Robots are useful tools for understanding cognitive mechanisms, for they are situated between living organisms and artificial systems. As embodied agents, they are embedded in a complex environment and act with their physical body, most of which are tough to be implemented in computer simulation. On the other hand, they give complete access to their internal states, which is not achieved with living organisms. Therefore, we use robots as a tool for understanding characteristics of natural organisms, especially focusing on robustness and internal simulation. Robustness is a property present in every living system which provides resilience against internal or external perturbations. Our work presented that using multiple kinds of sensors gives higher robustness than using a single sensor. For another topics, we created a robotic model for internal simulation, which is also an important notion to understand intelligence. It is said that, when rats are simulating internally in their head to evaluate several options, they move their head from one option to other. This head movement is called vicarious trial-and-error (VTE; Tolman, 1939), which we implemented in a robotic model to analyze the mechanisms and roles. We show that VTEs are generated from redundant sensory network, and robots which show VTEs exhibits a robust behavior.

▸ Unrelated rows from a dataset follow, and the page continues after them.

PR #2225, opened 2024-07-24
Add cardinality constraints to Pydantic generation for list values 

daniel-ji:
Currently, when `minimum_cardinality`, `maximum_cardinality`, and `exact_cardinality` are provided as slots in a SlotDefinition, the Pydantic generator does not implement these constraints with Pydantic. This PR implements this feature and adds corresponding tests. 

This PR also fixes the behavior of multivalued, optional attributes. Instead of generating an empty list / dict, the default value is `None` instead. This fix goes hand-in-hand with ensuring logical / correct behavior of the cardinality constraints. (For example, if the field is not required, but has a minimum cardinality of 5, providing no value should not cause validation to fail, but if we provide a default value of an empty list, then validation will fail).

An example input:

Note not only the `min_length` and `max_length` requirements now in the `Field()` constructor, but also how the default value is `None` and there is no `default_factory`. For `minimum_cardinality_array`, `...` indicates that the field is required, as desired. 

```yaml
id: https://example.org/arrays
name: arrays-cardinality-example
title: Array Cardinality Example
description: |-
    Example LinkML schema to test array cardinality
license: MIT
default_prefix: example
imports:
    - linkml:types
classes:
    CardinalityArray:
        description: A class with arrays of different cardinality constraints
        attributes:
            minimum_cardinality_array:
                range: float
                multivalued: true
                required: true
                minimum_cardinality: 1
            maximum_cardinality_array:
                range: float
                multivalued: true
                maximum_cardinality: 10
            exact_cardinality_array:
                range: float
                multivalued: true
                exact_cardinality: 5
            min_max_cardinality_array:
                range: float
                multivalued: true
                minimum_cardinality: 0
                maximum_cardinality: 8
```

and the generated Pydantic:

```python
from datetime import (
    datetime,
    date
)
from decimal import Decimal 
from enum import Enum 
import re
import sys
from typing import (
    Any,
    ClassVar,
    List,
    Literal,
    Dict,
    Optional,
    Union
)
from pydantic import (
    BaseModel,
    ConfigDict,
    Field,
    RootModel,
    field_validator
)
metamodel_version = "None"
version = "None"


    model_config = ConfigDict(
        validate_assignment = True,
        validate_default = True,
        extra = "forbid",
        use_enum_values = True,
        strict = False,
    )
    pass




class LinkMLMeta(RootModel):
    root: Dict[str, Any] = {}

        return self.root[key]

        self.root[key] = value

    def __contains__(self, key:str) -> bool:
        return key in self.root


linkml_meta = LinkMLMeta({'default_prefix': 'example',
     'description': 'Example LinkML schema to test array cardinality',
     'id': 'https://example.org/arrays',
     'imports': ['linkml:types'],
     'license': 'MIT',
     'name': 'arrays-cardinality-example',
     'title': 'Array Cardinality Example'} )


class CardinalityArray(ConfiguredBaseModel):
    """
    A class with arrays of different cardinality constraints
    """
    linkml_meta: ClassVar[LinkMLMeta] = LinkMLMeta({'from_schema': 'https://example.org/arrays'})

    minimum_cardinality_array: List[float] = Field(..., min_length=1, json_schema_extra = { "linkml_meta": {'alias': 'minimum_cardinality_array', 'domain_of': ['CardinalityArray']} })
    maximum_cardinality_array: Optional[List[float]] = Field(default=None, max_length=10, json_schema_extra = { "linkml_meta": {'alias': 'maximum_cardinality_array', 'domain_of': ['CardinalityArray']} })
    exact_cardinality_array: Optional[List[float]] = Field(default=None, min_length=5, max_length=5, json_schema_extra = { "linkml_meta": {'alias': 'exact_cardinality_array', 'domain_of': ['CardinalityArray']} })
    min_max_cardinality_array: Optional[List[float]] = Field(default=None, min_length=0, max_length=8, json_schema_extra = { "linkml_meta": {'alias': 'min_max_cardinality_array', 'domain_of': ['CardinalityArray']} })


# Model rebuild
# see https://pydantic-docs.helpmanual.io/usage/models/#rebuilding-a-model
CardinalityArray.model_rebuild()
```


linkml/generators/pydanticgen/pydanticgen.py
daniel-ji, line 1: Just reformatting changes here (from running pre-commit)

linkml/generators/pydanticgen/templates/attribute.py.jinja
```diff
@@ -7,6 +7,12 @@
     {%- if minimum_value != None %}, ge={{minimum_value}}{% endif -%}
     {%- if maximum_value != None %}, le={{maximum_value}}{% endif -%}
 {%- endif -%}
+{%- if multivalued and exact_cardinality != None %}
+, min_length={{exact_cardinality}}, max_length={{exact_cardinality}}
+{%- elif multivalued %}
```
daniel-ji, line 12: If properly indented, the indentation would cause extra space in the generated Python code

sneakers-the-rat: See those `-` signs in the `{%-` tags? Thats how jinja manages whitespace while keeping the template readable :) 
https://jinja.palletsprojects.com/en/3.1.x/templates/#whitespace-control

linkml/generators/pydanticgen/pydanticgen.py
sneakers-the-rat: Ha thats probably my bad, I find pre commit annoying so I never have it installed if the CI doesnt care about it

tests/test_generators/test_pydanticgen.py
```diff
@@ -578,6 +578,59 @@ def test_pydantic_arrays():
     assert temperature_dataset.temperatures_in_K == temperatures
 
 
+def test_pydantic_array_cardinality():
```
sneakers-the-rat, line 581: Maybe just `test_pydantic_cardinality` because `array` is something else in linkml (though I know what you mean) :)

linkml/generators/pydanticgen/templates/attribute.py.jinja
daniel-ji: Fixed, thank you for that!

tests/test_generators/test_pydanticgen.py
```diff
@@ -578,6 +578,59 @@ def test_pydantic_arrays():
...
+    gen = PydanticGenerator(schema=unit_test_schema)
+    code = gen.serialize()
+
+    mod = compile_python(code)
+    assert mod.CardinalityArray.model_fields["minimum_cardinality_array"].annotation == List[float]
+    assert mod.CardinalityArray.model_fields["minimum_cardinality_array"].metadata[0].min_length == 1
+    assert mod.CardinalityArray.model_fields["maximum_cardinality_array"].metadata[0].max_length == 10
+    assert mod.CardinalityArray.model_fields["exact_cardinality_array"].metadata[0].min_length == 5
+    assert mod.CardinalityArray.model_fields["exact_cardinality_array"].metadata[1].max_length == 5
+
```
sneakers-the-rat, line 632: These look good, could we also get some correct/incorrect instantiation tests? eg. A valid list correctly instantiates, and an incorrect list or a scalar float raises a `ValidationError` (see `with pytest.raises` examples elsewhere in this module) if it gets too verbose/repetitive you could also use `pytest.mark.parameterize` but this is also totally fine since the test is p focused!

sneakers-the-rat:
Lgtm so far, ill run it when i get to my desk and do a more formal review. I think in general for PRs we like to see something in the description for recordkeeping purposes (even tho we talked about this separately) - maybe copy that example schema and the model it generates?

I also think @cmungall probably would want us to update the compliance tests here too, but i can handle that since theyre a little complicated :) (although now that I look I dont see compliance tests for minimum and maximum cardinality, so maybe not)

daniel-ji:
Hi @sneakers-the-rat 

If the field is specified as multivalued and has a minimum_cardinality / exact_cardinality but is not required, should we fail when they provide no value?

sneakers-the-rat:
ok that's a pretty funny bug. I think that we want to do what I mentioned in https://github.com/linkml/linkml/pull/2201 and make the default `None` for optional, multivalued fields. 

This works:

```python
from pydantic import BaseModel, Field
from typing import Optional, List

class MyModel(BaseModel):
    a_field: Optional[List[int]] = Field(None, min_length=3)
```

```python
>>> a = MyModel()
>>> a = MyModel(a_field=[])
pydantic_core._pydantic_core.ValidationError: 1 validation error for MyModel
a_field
  List should have at least 3 items after validation, not 0 [type=too_short, input_value=[], input_type=list]
    For further information visit https://errors.pydantic.dev/2.8/v/too_short
>>> a = MyModel(a_field=[1,2,3])
```

You're already familiar with that part of the pydantic generator from 2201 :) so I think we want it to always be the case that if a slot/attribute is a) not required, and b) doesn't have an `ifabsent` value, then the default should be None. That's semantically correct too imo, since the current behavior makes it ambiguous whether a value was provided but was just empty, or whether a value is absent. `None` representing absence of value is idiomatic for both python and pydantic.

linkml/generators/pydanticgen/template.py
```diff
@@ -212,6 +212,10 @@ class PydanticAttribute(TemplateModel):
     equals_number: Optional[Union[int, float]] = None
     minimum_value: Optional[Union[int, float]] = None
     maximum_value: Optional[Union[int, float]] = None
+    exact_cardinality: Optional[int] = None
+    minimum_cardinality: Optional[int] = None
+    maximum_cardinality: Optional[int] = None
+    multivalued: Optional[bool] = None
```
sneakers-the-rat, line 218: super subtle thing - since the fields in template models are considered to be "the things that the template is capable of representing" it's good to have multivalued in here (and i see why you did it in the template too), could we remove it from `meta_exclude` above which is "the things that are represented in other ways than explicitly as a field in the template model and should be excluded when embedding schema metadata in the generated pydantic field"

tests/test_generators/test_pydanticgen.py
```diff
@@ -578,6 +578,59 @@ def test_pydantic_arrays():
...
+imports:
+    - linkml:types
+
+classes:
+    CardinalityArray:
+        description: A class with arrays of different cardinality constraints
+        attributes:
+            minimum_cardinality_array:
+                implements:
+                    - linkml:elements
```
sneakers-the-rat, line 602: i don't think you need these in here but it also doesn't hurt :)

tests/test_generators/test_pydanticgen.py
```diff
@@ -578,6 +578,59 @@ def test_pydantic_arrays():
...
+                range: float
+                multivalued: true
+                required: true
```
sneakers-the-rat, line 605: given that there was some bug with required vs not here, I think we should just go ahead and make this a `parameterize`d test and make all the conditions

something like

```python

@pytest.mark.parametrize(
    'cardinality,multivalued,required,value,valid',
    (
        ({'minimum_cardinality': 3}, True, True, [1,2,3], True),
        ({'minimum_cardinality': 3}, True, True, [1,2], False),
        # ... the other conditions with max, exact, etc.
        ({'minimum_cardinality': 3}, True, False, None, True)
    )
)
def test_pydantic_cardinality(cardinality, multivalued, required, value, valid):
    
    schema = SchemaDefinition(
        # some template schema or whatever with this in there...
        # I'm sure there's some fixture for this somewhere
        classes = {
            'CardinalityArray': ClassDefinition(
                attributes={'field':
                    SlotDefinition(
                        name='field',
                        multivalued=multivalued,
                        required=required,
                        **cardinality
                    )
                }
            )
        }
    )
    gen = PydanticGenerator(schema=schema)
    code = gen.serialize()
    mod = compile_python(code)
    cls = mod.CardinalityArray
    field = cls.model_fields["array"]

    if multivalued:
        assert field.annotation == List[float]

    # whatever else...

    # then
    if valid:
        _ = cls(array=value)
    else:
        with pytest.raises(ValidationError):
            _ = cls(array=value)

```

sneakers-the-rat (commented):
Thanks for doing this! 

Already mentioned in other comments the need to change default to `None` to accommodate optional slots/attrs, so w/ that and these minor comments should be good to go.

I would feel a tiny bit better if we had some more tests for validation (i like it when we can knock things out once and forever and never worry about them again <3), and that one modification to `meta_exclude` would be nice, but otherwise thanks for this! one more step towards pydanticgen completeness!!!!!

I am not a core dev here so i don't usually give final approval/merge PRs, but my 2c since we have been talking about this :)

linkml/generators/pydanticgen/template.py
daniel-ji: Do we want to remove `range` as well then?

tests/test_generators/test_pydanticgen.py
daniel-ji: I'll go ahead and remove it then, for the sake of clarity / concision

daniel-ji:
Should we be testing weird cases where it's a bad minimum_cardinality / maximum_cardinality / exact_cardinality input? Like if they specify maximum_cardinality < minimum_cardinality or maximum_cardinality > exact_cardinality. Thanks!

sneakers-the-rat:
nah, imo schema validation is not the responsibility of the generator - if someone specifies an invalid schema then it's sorta on them when pydantic yells at them & since that error would be invalid for all generators the test for it shouldn't be in any one generator. 

adding test with invalid data is in general good obvi, but in this case it would sorta be a trivial result that is orthogonal to the goal of the unit test. pydantic tests the constraints separately rather than raising an exception when declaring a logically inconsistent field, which imo is the right EAFP behavior for python.

```python
from pydantic import BaseModel, Field

# no errors raised when defining....
class MyModel(BaseModel):
    my_field: list[int] = Field(min_items=4, max_items=3)
    
# but on instantiation....
>>> a = MyClass(my_field=[1,2,3])
my_field
  List should have at least 4 items after validation, not 3 [type=too_short, input_value=[1, 2, 3], input_type=list]
    For further information visit https://errors.pydantic.dev/2.6/v/too_short
    
>>> a = MyClass(my_field=[1,2,3,4])
my_field
  List should have at most 3 items after validation, not 4 [type=too_long, input_value=[1, 2, 3, 4], input_type=list]
    For further information visit https://errors.pydantic.dev/2.6/v/too_long
```

almost kafka-esque coplike behavior - what do you want from me pydantic!?!?

tl;dr don't worry about it

cmungall:
> nah, imo schema validation is not the responsibility of the generator - if someone specifies an invalid schema then it's sorta on them when pydantic yells at them & since that error would be invalid for all generators the test for it shouldn't be in any one generator.

Agreed, and in fact logical validation of the schema can be performed independent of pydantic:

- #2234

cmungall:
Looks like a few conflicts have crept in here...

daniel-ji:
@cmungall Resolved!

cmungall:
thx! Will you be able to take care of the comments from @sneakers-the-rat?

daniel-ji:
I think they should all be resolved now, just waiting for Jonny's review. I was thinking that I'd leave them open until he came by and looked through the code again, unless it's convention to resolve them now. Thanks!

sneakers-the-rat:
my bad for making a mess and then disappearing, will review now

linkml/generators/pydanticgen/template.py
sneakers-the-rat: yes, but no need to do it in this PR. i am planning on doing some updates here in how this is handled soon. for now it's just a redundant value which isn't the worst thing in the world.

tests/test_generators/test_pydanticgen.py
```diff
@@ -661,6 +661,169 @@ def test_pydantic_arrays():
     assert temperature_dataset.temperatures_in_K == temperatures
 
 
+@pytest.mark.parametrize(
```
sneakers-the-rat, line 664: thanks for this, super thorough!

tests/test_generators/test_pydanticgen.py
```diff
@@ -661,6 +661,169 @@ def test_pydantic_arrays():
...
+        assert minimium_cardinality == min_length[0]
+    if maximum_cardinality:
+        assert len(max_length) == 1
+        assert maximum_cardinality == max_length[0]
+
+    if valid:
+        cls(cardinality_array=value)
+    else:
+        with pytest.raises(ValidationError):
+            cls(cardinality_array=value)
```
sneakers-the-rat, line 770: nice - combination of logical and functional tests here is plenty :)

tests/test_generators/test_pydanticgen.py
```diff
@@ -661,6 +661,169 @@ def test_pydantic_arrays():
...
+                range: float
+                multivalued: true
+                minimum_cardinality: 0
+                maximum_cardinality: 8
+"""
+
+    gen = PydanticGenerator(schema=unit_test_schema)
+    code = gen.serialize()
+
+    print(code)
```
sneakers-the-rat, line 815: rm print statement :)

daniel-ji:
No worries at all, definitely not a mess!

sneakers-the-rat (approved):
Great! one print statement to remove (but since pytest hides these anyway it's not that big of a deal), thanks for writing that exhaustive set of conditions!!!! looks good to me. thanks also for bearing with me as we upstreamed some of your commits before this PR went in (which retained attribution).

daniel-ji:
@sneakers-the-rat Removed the print statement! Thanks so much for the help! And no worries about the other PRs, wasn't a problem at all! @cmungall Should be good now!

cmungall (approved):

The research investigates signal evolution in the context of agent-based simulations with a spatial distribution of food resources and agents varying in time. We look at how the concept of time can be used to adapt group behavior in the context of an agent based simulation with a spatial distribution of food and agents. The artificial agents evolve a signalling system that improves their ability to efficiently use the world’s resources in order to improve their fitness. One idea is to use a minimalist simulation model to demonstrate that learning about the notion of time facilitates efficient group foraging behavior, compared to environments that exclude the possibility to learn about the concept of time. The notion of time is embedded into agent signals, instantiating the communication of distances to resources as well as defining cyclic resource growth periods.